● **Exercise requirements**
What is the number of lines in these entries that contain "welcome"? State it alone.

● **Data provided**
____________________
Issue #533, opened 2021-06-07
feat: add support for Knative


fhuzero:
Knative is designed for serverless workloads on top of Kubernetes. [Knative Serving](https://knative.dev/docs/serving/) runs scalable containers based on ingress gateway as its network layer. Currently, a few ingress gateway implementations such as [Istio](https://istio.io), [Kong](https://github.com/kong/kong) and [Gloo](https://github.com/solo-io/gloo) are supported. APISIX ingress controller, however, is not among them.

This issue aims at exploring Knative ingress management mechanism and adding support for Knative. In other words, make APISIX ingress controller an alternative Knative network layer to manage ingress traffic.

Any suggestions or comments are welcome! And thanks @Yiyiyimu and @moonming for being mentors!

tokers:
Interesting, welcome to submit proposals!

MBoui:
any news on the PRs?

fhuzero:
Here is a PR I was working on to add support for Knative #606.

tao12345666333:
Thanks for your contribution, would you like to pick it up? @fhuzero

fhuzero:
@tao12345666333 Thanks for the follow-up! So glad to see that the APISIX ingress controller project has grown a lot since when I created this issue.

My schedule is tight right now, but I'm willing to pick it up from where I left if I have time in the future. By the way, I'm curious about the development machine and environment for the project. Any recommendations for setting up the environment? I used to develop on an AWS EC2 instance but it cost a bit.

tao12345666333:
Typically, we use KIND to start a local cluster when developing locally, and deploy 1 replica of APISIX and etcd in it.  That's enough.

In addition, if you don't want to develop locally, you can also choose a cloud environment like GitPod, which is also very convenient

fhuzero:
Thank you for the info!

PR #606, opened 2021-07-24
feat: add support for Knative

fhuzero:
- [ ] Bugfix
- [x] New feature provided
- [ ] Improve performance
- [ ] Backport patches

- Related issues
#533 

___
This PR provides support for Knative so that APISIX Ingress Controller is an alternative to KIngress implementation. It can replace Istio, Gloo, Kourier, or Kong to serve as the network layer of Knative Serving. APISIX Ingress Controller is now aware of status change of Knative ingress, able to parse it, and can translate it to APISIX custom resource like routes and upstreams.

The current supported API version of Knative ingress is _networking/v1alpha1_.

Some key changes are listed as follows.

- Add a general KnativeIngress interface to encapsulate different versions
- Add a KnativeIngressVersion to support different Knative ingress version
- Add KnativeClient to operate Knative builtin resources
- Add KnativeIngressInformer and KnativeIngressLister
- Add knativeIngressController and its related methods such as event hander
- Add function (TranslateKnativeIngress) to translate KnativeIngress to APISIX routes and upstreams


pkg/ingress/knative_ingress.go
```diff
@@ -0,0 +1,299 @@
...
+func (c *knativeIngressController) sync(ctx context.Context, ev *types.Event) error {
+	ingEv := ev.Object.(kube.KnativeIngressEvent)
+	namespace, name, err := cache.SplitMetaNamespaceKey(ingEv.Key)
+	if err != nil {
+		log.Errorf("found knative ingress resource with invalid meta namespace key %s: %s", ingEv.Key, err)
+		return err
+	}
+
+	var ing kube.KnativeIngress
+	switch ingEv.GroupVersion {
```
tokers, line 91: Version judgement can be made in the `onAdd`, `onUpdate` and `onDelete` callbacks.

pkg/kube/translation/knative_ingress.go
```diff
@@ -0,0 +1,149 @@
...
+		hosts := rule.Hosts
+		if rule.HTTP == nil {
+			continue
+		}
+		for j, httpPath := range rule.HTTP.Paths {
+			var (
+				ups *apisixv1.Upstream
+				err error
+			)
+			knativeBackend := knativeSelectSplit(httpPath.Splits)
```
tokers, line 46: Why just select one? Maybe others should be put to the traffic-split plugin.

pkg/kube/translation/knative_ingress.go
```diff
@@ -0,0 +1,149 @@
...
+			servicePort := knativeBackend.ServicePort
+			serviceName := fmt.Sprintf("%s.%s.%s", knativeBackend.ServiceNamespace, knativeBackend.ServiceName,
```
tokers, line 48: I am confused by the service name. Why here we should concatenate the namespace and name and port, but it was used just as the Kubernetes Service Name. I was wondering whether it really works.

pkg/ingress/knative_ingress.go
fhuzero: I followed version judgement in pkg/ingress/ingress.go [here](https://github.com/apache/apisix-ingress-controller/blob/master/pkg/ingress/ingress.go#L93), which judges ingress version in `sync`, instead of `onAdd`, `onUpdate`, and `onDelete`. Could you please tell me differences between them?

pkg/kube/translation/knative_ingress.go
fhuzero: Thanks for pointing out the problem! `serviceName` should only consists of `knativeBackend.ServiceName`. This was fixed in a later commit but I failed to identify it when I splited the huge PR. I'll fix it soon.

pkg/kube/translation/knative_ingress.go
fhuzero: This is an initial version of Knative support, and `knativeSelectSplit` does not implement traffic split logic of KIngress right now. I plan to add KIngress features like traffic-split, append-headers, etc. in later PR. I can also add traffic-split feature in this PR.

pkg/ingress/knative_ingress.go
tokers: Intercept unexpected resources in an earlier phase is better.

pkg/kube/translation/knative_ingress.go
tokers: But it's so mysterious if we select one of them by the percent, I think just pick the first one is OK.

pkg/ingress/knative_ingress.go
fhuzero: Got it! I'll put version judgement in `onAdd`, `onUpdate`, and `onDelete`.

pkg/kube/translation/knative_ingress.go
fhuzero: OK, I'll just pick the first one.

Yiyiyimu:
Hi @fhuzero I think it would be nice if you could also [include the documentations](https://github.com/apache/apisix-ingress-controller/commit/979531b274751a97a7e39892fe0550dbb256281f) in this PR

gxthrj:
@fhuzero  Some conflicts need to be dealt with.

fhuzero:
> @fhuzero Some conflicts need to be dealt with.

Thanks for your suggestion! The main conflict is package version difference between this PR and knative/pkg used in knative conformance test. I have tried to align the version but failed. Once knative/pkg upgrades their dependency, I'll solve conflicts between this PR and main branch.

PR #574, opened 2025-05-26
feat(Relativity/SpaceTime/CliffordAlgebra): half of the isomorphism

eric-wieser:
The reverse direction of this isomorphism is an `Algebra.adjoin` problem so I'll leave it for someone else; but `CliffordAlgebra` is a place I can help with!


jstoobysmith (approved):
Many thanks - I've approved so feel free to merge :).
____________________
● **Problem solution**
2